If you’ve ever owned a safety deposit box at a bank—or seen one on TV or in a movie—then you know that it requires two keys to open it. If you recall the beginning of the movie War Games it required two separate keys turned simultaneously to initiate a nuclear missile launch. In both cases the reason is the same: the second key adds an extra layer of protection.
The same thing is true when it comes to authenticating with a computer, website, or application. Requiring a second method of authentication helps to ensure that an attacker cannot successfully impersonate you or compromise your identity even if he manages to acquire one of your authentication methods.
Understanding two-factor authentication
Authentication comes down to one of three things: something you have, something you know, or something you are. A password is something you know. A physical key would be something you have. Biometric authentication like a fingerprint or retina scan is something you are. Two-factor authentication means using two of the three available authentication methods to add an extra layer of protection.
Two-factor authentication is a little different from the scenarios described above. For starters both examples involve two separate keys turned by two separate people. There are two factors involved because there are two keys, but it’s really just the same factor twice. When we talk about two-factor authentication for IT we don’t mean having two separate passwords, or two people who both have to enter a password—although that would provide some additional security. Two-factor authentication refers to using two completely different forms of authentication like a physical key and a password, or a password and a fingerprint scan.

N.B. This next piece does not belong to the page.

PR #309, opened 2024-10-29
add async124 async-function-could-be-sync

### LINKED ISSUE #253: New rule: async function with no `await` could be sync
The ASYNC100-version of ASYNC91x, i.e. the trivial case where there is no `await`/`async [for/with]` in a method at all. As opposed to ASYNC91x this could be default-enabled, will be relevant for asyncio users, and should be much less noisy.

The other way these scenarios differ is that there are additional authentication measures involved prior to the point of turning the keys. A bank would also verify an individual’s identity using a driver’s license or some other form of identification to make sure the safety deposit box key wasn’t stolen or simply picked up off the ground. Prior to the point of turning the keys in the missile silo the soldiers would have had to validate their identities just to get on the base, and most likely went through additional security and authentication processes before being allowed into the missile silo at all.
Two is better than one
The front door on most homes has two locks—a standard lock and a deadbolt. Your car has brakes and a backup emergency brake. If you get in an accident there’s a seatbelt and an airbag. Are you detecting a theme? Two is better than one. It provides more security and better protection.
It may seem like a username and a password are two different things and that requiring both constitutes two-factor authentication. However, that assumption is false for two reasons. First, they’re both the same type of authentication—they’re both something you know. Second, the username is trivial to learn or guess, which really only leaves the password as a defense against compromise.
A password alone is not enough. Passwords are generally easy to guess or crack and hundreds of millions of passwords are leaked or compromised in data breaches every year. You need an additional layer of protection.
Some computers and mobile devices have fingerprint scanners or facial recognition features. Many sites and services have controls in place to text a code to your smartphone as an additional authentication method. Wherever possible you should enable two-factor authentication. It won’t guarantee your accounts or data won’t be compromised, but it will make it significantly harder and attackers prefer to pursue easy targets.
Two-factor or multi-factor authentication is particularly important in the enterprise—both for access to endpoint systems and live data in real-time as well as for backups. It doesn’t do much good to have tight security on live data but leave backed up data exposed to trivial attacks.